I recommend the nightly toolchain for development, but to target the stable
Rust platform. This is possible because Rust is that good and unbuggy. Use
nightly to get the best development tools, stable for the best platform (that
doesn't break builds randomly).

------
computerphage
> at least one feature that won’t get stabilized ever: > #![feature(plugin)]

> This is how they are utilized by Diesel, for example, a popular ORM and SQL
> query interface; or Serde, a serialization framework.

Diesel and Serde are going to be fully available on Rust 1.15, which is < 6
weeks away. This is actually an example of the complete opposite: the Rust
project is working hard to get important projects to work on stable Rust so
that people _don 't_ need nightlies.

------
brson
Dependence on the nightly channel has been one of the biggest risks in Rust.
The problem is not solved yet, but it will be. The Rust stable / nightly split
is disimilar to the Python 2 / 3 transition in important ways. The notion that
'nightly Rust is the only Rust' is premature, and Rustaceans should be
cautious about encouraging that notion.

It's undeniable that there is a significant amount of Rust software still
reliant on unstable features, but I have not seen any numbers that would put
it in perspective. Having consistent measurements of nightly vs stable
adoption would help a lot, inform any conversation, and efforts to move off
nightly.

So I think it's premature to say that 'nightly Rust is the only Rust', The
article suggests that people are using nightly as the de-facto recommended
toolchain, without evidence (though I'm sure somebody has recommended nightly
be default). I'd encourage people not to recommend nightly and for Rust
library developers to aim for their crates to be compatible with stable. I
personally don't have the same sense as the author that Rust application or
library developers are using nightly more than they have in the past. Rather I
know that developers of key nightly-only libraries are actively involved in
ecosystem migration off of nightly.

One of the biggest difference between the 2 / 3 split is that stable is
generally compatible with nightly, and is intended to catch up with nightly,
whereas Python 2 is not such a strict subset of Python 3 and its development
is done. That is, nightly is intended to be a staging ground for stable;
Python 3 does not have that same relationship to Python 2.

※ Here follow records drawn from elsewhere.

PR #109, opened 2022-06-22
Enhance slow-propose test configuration

sergefdrv:


pkg/deploytest/deployment.go
```diff
@@ -128,13 +128,19 @@ func NewDeployment(testConfig *TestConfig) (*Deployment, error) {
...
-		if i == 0 {
-			issConfig = testConfig.FirstReplicaISSConfig
+		// ISS configuration
+		issConfig := iss.DefaultConfig(membership)
+		if testConfig.SlowProposeReplicas[i] {
+			// Increase MaxProposeDelay such that it is likely to trigger view change by segment timeout
+			issConfig.MaxProposeDelay = (issConfig.PBFTViewChangeSegmentTimeout + issConfig.MaxProposeDelay) / time.Duration(issConfig.SegmentLength)
+
+			// Make sure it also has change to trigger view change by batch timeout
+			if issConfig.MaxProposeDelay < issConfig.PBFTViewChangeBatchTimeout {
```
matejpavlovic, line 138: In fact, doesn't this obviate the previous lines? At the end of the day, it is always the batch timeout that is triggered, making the segment timeout irrelevant. It looks like simply always setting `MaxProposeDelay` to the batch timeout has the same effect in practice.
One could argue that if the `MaxProposeDelay` is *exactly* the same as the batch timeout, the view change might or might not be triggered, but in practice, it almost always does, making the segment timeout extremely unlikely, especially with segments that are not trivially short.
Bottom line: what about just
```go
if testConfig.SlowProposeReplicas[i] {
    issConfig.MaxProposeDelay = issConfig.PBFTViewChangeBatchTimeout
}
```

pkg/deploytest/deployment.go
```diff
@@ -128,13 +128,19 @@ func NewDeployment(testConfig *TestConfig) (*Deployment, error) {
...
-		var issConfig *iss.Config
-		if i == 0 {
-			issConfig = testConfig.FirstReplicaISSConfig
+		// ISS configuration
+		issConfig := iss.DefaultConfig(membership)
+		if testConfig.SlowProposeReplicas[i] {
+			// Increase MaxProposeDelay such that it is likely to trigger view change by segment timeout
+			issConfig.MaxProposeDelay = (issConfig.PBFTViewChangeSegmentTimeout + issConfig.MaxProposeDelay) / time.Duration(issConfig.SegmentLength)
+
+			// Make sure it also has change to trigger view change by batch timeout
```
matejpavlovic, line 137: Typo

pkg/deploytest/deployment.go
sergefdrv: The logic was to make it trigger the segment timeout, but ensure that batch timeout can also be triggered, without making any assumption about the default timeout values.

matejpavlovic: But the way it is now, it almost never triggers the segment timeout in practice, only the batch timeout.

sergefdrv: It happens that the following holds in the current default configuration: 
```
PBFTViewChangeSegmentTimeout < SegmentLength * PBFTViewChangeBatchTimeout
```
but I didn't want to assume this.

sergefdrv: > One could argue that if the `MaxProposeDelay` is exactly the same as the batch timeout, the view change might or might not be triggered, but in practice, it almost always does, making the segment timeout extremely unlikely, especially with segments that are not trivially short.

This may not be necessarily true when we switch into using simulated network and local clocks.

matejpavlovic: If that didn't hold, the segment timeout would become almost irrelevant. In such a case, if a node didn't commit everything by the segment timeout, it inevitably must have observed at least one batch timeout and already entered view change (modulo, perhaps, some corner cases around segment-level checkpoints).

sergefdrv: > if a node didn't commit everything by the segment timeout, it inevitably must have observed at least one batch timeout

Oh, that observation actually makes a good case for setting `MaxProposeDelay = PBFTViewChangeBatchTimeout` :+1:

sergefdrv:
Summary of [changes](https://github.com/filecoin-project/mir/compare/5921ee6d13b2e111261e43eef492c545e13f5de7..9642503b429db150505db6cc536e98761a390156): simplified slow config to setting `MaxProposeDelay = PBFTViewChangeBatchTimeout`

matejpavlovic (approved):
👍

(Edit: I stated this awkwardly. In this comparison nightly=Python 2,
stable=Python 3. The point stands that the relationships between the two
branches are different between the two languages. Nightly development feeds
into Stable, Python 2 doesn't feed into Python 3, it is not under active
development.)

Because of this relationship there's still reason to have confidence this
dependency on nightly will shrink over time. But not disappear. We would
always expect some people to depend on nightly. That is its intended purpose -
as a breeding ground for future features.

Some of the biggest features keeping people off stable Rust are coming, and
their biggest users are actively migrating. In the near future there will be
fewer reasons to use nightly, not more. And beyond that the reasons to stick
to nightly will evolve as Rust evolves. The next demographic of users who will
be stuck on nightly will be embedded developers, and that contingent will
increase over time. But even as that group increases, the group that is freed
up to use stable Rust will grow also. And slowly the stable ecosystem will
coalesce for all classes of users and all types of code.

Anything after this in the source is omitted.